-- EXERCISE GOAL --
Word for word, return every record.

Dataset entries
+ + +
PR #13538, opened 2023-09-06
chore: Simplify PopupPanel

Youssef1313:
This code used to exist to fix a leak on iOS only. Popups have been refactored since then and I don't think there is a leak concern now.

## PR Type

### <samp>🤖 Generated by Copilot at 7ad2a20</samp>

Refactor `PopupPanel` to use a regular reference to its `Popup` and delegate child lifetime management to `PopupRoot`. This improves the memory efficiency and reliability of popup controls.

## PR Checklist

## Other information

### DIFF
--- a/src/Uno.UI/UI/Xaml/Controls/Popup/PopupPanel.cs
+++ b/src/Uno.UI/UI/Xaml/Controls/Popup/PopupPanel.cs
@@ -24,7 +24,20 @@ namespace Windows.UI.Xaml.Controls.Primitives;
 
 internal partial class PopupPanel : Panel
 {
+#if UNO_HAS_UIELEMENT_IMPLICIT_PINNING
+	private WeakReference _popup;
+
+	public Popup Popup
+	{
+		get => _popup?.Target as Popup;
+		set
+		{
+			_popup = new WeakReference(value);
+		}
+	}
+#else
 	public Popup Popup { get; }
+#endif
 
 	public PopupPanel(Popup popup)
 	{
--- a/src/Uno.UI/UI/Xaml/Controls/Popup/PopupPanel.cs
+++ b/src/Uno.UI/UI/Xaml/Controls/Popup/PopupPanel.cs
@@ -32,7 +32,8 @@ internal partial class PopupPanel : Panel
 		get => _popup?.Target as Popup;
 		set
 		{
-			_popup = new WeakReference(value);
+			WeakReferencePool.ReturnWeakReference(this, _popup);
+			_popup = WeakReferencePool.RentWeakReference(this, value);
 		}
 	}
 #else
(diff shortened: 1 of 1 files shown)


ajpinedam (approved):
Is there a way to validate this is no longer an iOS issue?

MartinZikmund (approved):

src/Uno.UI/UI/Xaml/Controls/Popup/PopupPanel.cs
```diff
@@ -24,17 +24,7 @@ namespace Windows.UI.Xaml.Controls.Primitives;
...
-	public Popup Popup
-	{
-		get => _popup?.Target as Popup;
-		set
-		{
-			WeakReferencePool.ReturnWeakReference(this, _popup);
-			_popup = WeakReferencePool.RentWeakReference(this, value);
-		}
-	}
+	public Popup Popup { get; }
```
jeromelaban, line 27: @Youssef1313 This is likely going to cause memory leaks on iOS/Android. Why do you think this is needed? If this is for a performance issue, we can use the already existing compiler constant `UNO_HAS_UIELEMENT_IMPLICIT_PINNING` to handle this difference.

Youssef1313: @jeromelaban I don't see how this could leak. The Popup and PopupPanel seem to have the same life-time. So instead of exhausting the pool (because the popup seems to never be returned), we just store a strong reference.

The code has changed much since the use of this weak reference was added, and I suspect that this is no longer needed.

Youssef1313: @jeromelaban I moved to using `UNO_HAS_UIELEMENT_IMPLICIT_PINNING`.

I also moved to a simple `WeakReference` since renting from the pool without returning the instance back doesn't feel a good idea.

jeromelaban: It actually is a preferable to use the renting part, since DependencyObjects implement `IWeakReferenceProvider`, which automatically returns a self-managed weak reference from the popup:

See:

https://github.com/unoplatform/uno/blob/fd3e16196fdad21282e9a82ffdde44c7d9aaada0/src/Uno.UI/DataBinding/WeakReferencePool.cs#L60-L65

We could remove `WeakReferencePool.ReturnWeakReference(this, _popup);` call, which does not return anything in that context, though.

jeromelaban (approved):

jeromelaban:
@Youssef1313 

```
src\Uno.UI\UI\Xaml\Controls\Popup\PopupPanel.cs(35,48): 
Error CS1503: Argument 2: cannot convert from 'System.WeakReference' to 'Uno.UI.DataBinding.ManagedWeakReference'
```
+ + +
-- RESULT OF THIS TASK --
PR #13538, opened 2023-09-06
chore: Simplify PopupPanel

Youssef1313:
This code used to exist to fix a leak on iOS only. Popups have been refactored since then and I don't think there is a leak concern now.

## PR Type

### <samp>🤖 Generated by Copilot at 7ad2a20</samp>

Refactor `PopupPanel` to use a regular reference to its `Popup` and delegate child lifetime management to `PopupRoot`. This improves the memory efficiency and reliability of popup controls.

## PR Checklist

## Other information

### DIFF
--- a/src/Uno.UI/UI/Xaml/Controls/Popup/PopupPanel.cs
+++ b/src/Uno.UI/UI/Xaml/Controls/Popup/PopupPanel.cs
@@ -24,7 +24,20 @@ namespace Windows.UI.Xaml.Controls.Primitives;
 
 internal partial class PopupPanel : Panel
 {
+#if UNO_HAS_UIELEMENT_IMPLICIT_PINNING
+	private WeakReference _popup;
+
+	public Popup Popup
+	{
+		get => _popup?.Target as Popup;
+		set
+		{
+			_popup = new WeakReference(value);
+		}
+	}
+#else
 	public Popup Popup { get; }
+#endif
 
 	public PopupPanel(Popup popup)
 	{
--- a/src/Uno.UI/UI/Xaml/Controls/Popup/PopupPanel.cs
+++ b/src/Uno.UI/UI/Xaml/Controls/Popup/PopupPanel.cs
@@ -32,7 +32,8 @@ internal partial class PopupPanel : Panel
 		get => _popup?.Target as Popup;
 		set
 		{
-			_popup = new WeakReference(value);
+			WeakReferencePool.ReturnWeakReference(this, _popup);
+			_popup = WeakReferencePool.RentWeakReference(this, value);
 		}
 	}
 #else
(diff shortened: 1 of 1 files shown)


ajpinedam (approved):
Is there a way to validate this is no longer an iOS issue?

MartinZikmund (approved):

src/Uno.UI/UI/Xaml/Controls/Popup/PopupPanel.cs
```diff
@@ -24,17 +24,7 @@ namespace Windows.UI.Xaml.Controls.Primitives;
...
-	public Popup Popup
-	{
-		get => _popup?.Target as Popup;
-		set
-		{
-			WeakReferencePool.ReturnWeakReference(this, _popup);
-			_popup = WeakReferencePool.RentWeakReference(this, value);
-		}
-	}
+	public Popup Popup { get; }
```
jeromelaban, line 27: @Youssef1313 This is likely going to cause memory leaks on iOS/Android. Why do you think this is needed? If this is for a performance issue, we can use the already existing compiler constant `UNO_HAS_UIELEMENT_IMPLICIT_PINNING` to handle this difference.

Youssef1313: @jeromelaban I don't see how this could leak. The Popup and PopupPanel seem to have the same life-time. So instead of exhausting the pool (because the popup seems to never be returned), we just store a strong reference.

The code has changed much since the use of this weak reference was added, and I suspect that this is no longer needed.

Youssef1313: @jeromelaban I moved to using `UNO_HAS_UIELEMENT_IMPLICIT_PINNING`.

I also moved to a simple `WeakReference` since renting from the pool without returning the instance back doesn't feel a good idea.

jeromelaban: It actually is a preferable to use the renting part, since DependencyObjects implement `IWeakReferenceProvider`, which automatically returns a self-managed weak reference from the popup:

See:

https://github.com/unoplatform/uno/blob/fd3e16196fdad21282e9a82ffdde44c7d9aaada0/src/Uno.UI/DataBinding/WeakReferencePool.cs#L60-L65

We could remove `WeakReferencePool.ReturnWeakReference(this, _popup);` call, which does not return anything in that context, though.

jeromelaban (approved):

jeromelaban:
@Youssef1313 

```
src\Uno.UI\UI\Xaml\Controls\Popup\PopupPanel.cs(35,48): 
Error CS1503: Argument 2: cannot convert from 'System.WeakReference' to 'Uno.UI.DataBinding.ManagedWeakReference'
```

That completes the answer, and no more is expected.